[Saved entries]
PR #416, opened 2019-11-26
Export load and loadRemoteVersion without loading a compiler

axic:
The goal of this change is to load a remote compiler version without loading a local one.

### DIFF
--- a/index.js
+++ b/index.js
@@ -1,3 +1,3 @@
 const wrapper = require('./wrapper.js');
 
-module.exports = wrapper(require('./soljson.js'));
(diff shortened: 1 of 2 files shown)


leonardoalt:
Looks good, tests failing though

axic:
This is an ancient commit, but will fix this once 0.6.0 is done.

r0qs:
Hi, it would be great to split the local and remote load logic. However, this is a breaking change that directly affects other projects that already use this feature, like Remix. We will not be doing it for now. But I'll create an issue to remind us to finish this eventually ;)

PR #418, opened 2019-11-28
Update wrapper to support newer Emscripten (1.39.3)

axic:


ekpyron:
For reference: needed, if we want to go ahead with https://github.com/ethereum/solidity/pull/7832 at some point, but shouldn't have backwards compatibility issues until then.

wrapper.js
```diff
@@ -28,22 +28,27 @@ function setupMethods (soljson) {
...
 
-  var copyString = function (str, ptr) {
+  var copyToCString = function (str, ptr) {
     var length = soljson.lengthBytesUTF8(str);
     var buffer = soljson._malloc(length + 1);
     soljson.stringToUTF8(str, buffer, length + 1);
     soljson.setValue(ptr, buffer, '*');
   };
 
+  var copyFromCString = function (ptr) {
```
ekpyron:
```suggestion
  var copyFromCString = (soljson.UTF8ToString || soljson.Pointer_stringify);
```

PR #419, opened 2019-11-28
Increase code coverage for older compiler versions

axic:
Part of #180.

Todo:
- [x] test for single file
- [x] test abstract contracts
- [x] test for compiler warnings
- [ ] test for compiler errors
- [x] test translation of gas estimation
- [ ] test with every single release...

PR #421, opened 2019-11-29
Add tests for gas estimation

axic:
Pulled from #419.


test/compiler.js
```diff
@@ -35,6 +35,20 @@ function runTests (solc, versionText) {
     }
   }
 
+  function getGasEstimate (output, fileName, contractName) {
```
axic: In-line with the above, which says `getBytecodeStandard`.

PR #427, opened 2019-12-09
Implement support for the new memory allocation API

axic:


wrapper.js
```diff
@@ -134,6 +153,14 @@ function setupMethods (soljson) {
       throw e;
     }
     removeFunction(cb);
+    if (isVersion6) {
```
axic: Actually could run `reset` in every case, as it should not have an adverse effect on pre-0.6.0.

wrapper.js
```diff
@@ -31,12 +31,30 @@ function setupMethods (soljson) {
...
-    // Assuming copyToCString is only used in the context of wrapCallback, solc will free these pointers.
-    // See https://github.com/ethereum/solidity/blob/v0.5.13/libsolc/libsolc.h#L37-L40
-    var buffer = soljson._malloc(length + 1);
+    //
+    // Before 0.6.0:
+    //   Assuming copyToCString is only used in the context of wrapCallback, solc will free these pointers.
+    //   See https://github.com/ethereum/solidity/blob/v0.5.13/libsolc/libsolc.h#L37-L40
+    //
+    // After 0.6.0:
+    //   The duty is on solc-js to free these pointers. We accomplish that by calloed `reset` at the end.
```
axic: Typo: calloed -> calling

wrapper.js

[ACTION ITEM]: Could you write out all of the entries precisely as they stand?

[RESPONSE FOR THIS EXERCISE]:
PR #416, opened 2019-11-26
Export load and loadRemoteVersion without loading a compiler

axic:
The goal of this change is to load a remote compiler version without loading a local one.

### DIFF
--- a/index.js
+++ b/index.js
@@ -1,3 +1,3 @@
 const wrapper = require('./wrapper.js');
 
-module.exports = wrapper(require('./soljson.js'));
(diff shortened: 1 of 2 files shown)


leonardoalt:
Looks good, tests failing though

axic:
This is an ancient commit, but will fix this once 0.6.0 is done.

r0qs:
Hi, it would be great to split the local and remote load logic. However, this is a breaking change that directly affects other projects that already use this feature, like Remix. We will not be doing it for now. But I'll create an issue to remind us to finish this eventually ;)

PR #418, opened 2019-11-28
Update wrapper to support newer Emscripten (1.39.3)

axic:


ekpyron:
For reference: needed, if we want to go ahead with https://github.com/ethereum/solidity/pull/7832 at some point, but shouldn't have backwards compatibility issues until then.

wrapper.js
```diff
@@ -28,22 +28,27 @@ function setupMethods (soljson) {
...
 
-  var copyString = function (str, ptr) {
+  var copyToCString = function (str, ptr) {
     var length = soljson.lengthBytesUTF8(str);
     var buffer = soljson._malloc(length + 1);
     soljson.stringToUTF8(str, buffer, length + 1);
     soljson.setValue(ptr, buffer, '*');
   };
 
+  var copyFromCString = function (ptr) {
```
ekpyron:
```suggestion
  var copyFromCString = (soljson.UTF8ToString || soljson.Pointer_stringify);
```

PR #419, opened 2019-11-28
Increase code coverage for older compiler versions

axic:
Part of #180.

Todo:
- [x] test for single file
- [x] test abstract contracts
- [x] test for compiler warnings
- [ ] test for compiler errors
- [x] test translation of gas estimation
- [ ] test with every single release...

PR #421, opened 2019-11-29
Add tests for gas estimation

axic:
Pulled from #419.


test/compiler.js
```diff
@@ -35,6 +35,20 @@ function runTests (solc, versionText) {
     }
   }
 
+  function getGasEstimate (output, fileName, contractName) {
```
axic: In-line with the above, which says `getBytecodeStandard`.

PR #427, opened 2019-12-09
Implement support for the new memory allocation API

axic:


wrapper.js
```diff
@@ -134,6 +153,14 @@ function setupMethods (soljson) {
       throw e;
     }
     removeFunction(cb);
+    if (isVersion6) {
```
axic: Actually could run `reset` in every case, as it should not have an adverse effect on pre-0.6.0.

wrapper.js
```diff
@@ -31,12 +31,30 @@ function setupMethods (soljson) {
...
-    // Assuming copyToCString is only used in the context of wrapCallback, solc will free these pointers.
-    // See https://github.com/ethereum/solidity/blob/v0.5.13/libsolc/libsolc.h#L37-L40
-    var buffer = soljson._malloc(length + 1);
+    //
+    // Before 0.6.0:
+    //   Assuming copyToCString is only used in the context of wrapCallback, solc will free these pointers.
+    //   See https://github.com/ethereum/solidity/blob/v0.5.13/libsolc/libsolc.h#L37-L40
+    //
+    // After 0.6.0:
+    //   The duty is on solc-js to free these pointers. We accomplish that by calloed `reset` at the end.
```
axic: Typo: calloed -> calling

wrapper.js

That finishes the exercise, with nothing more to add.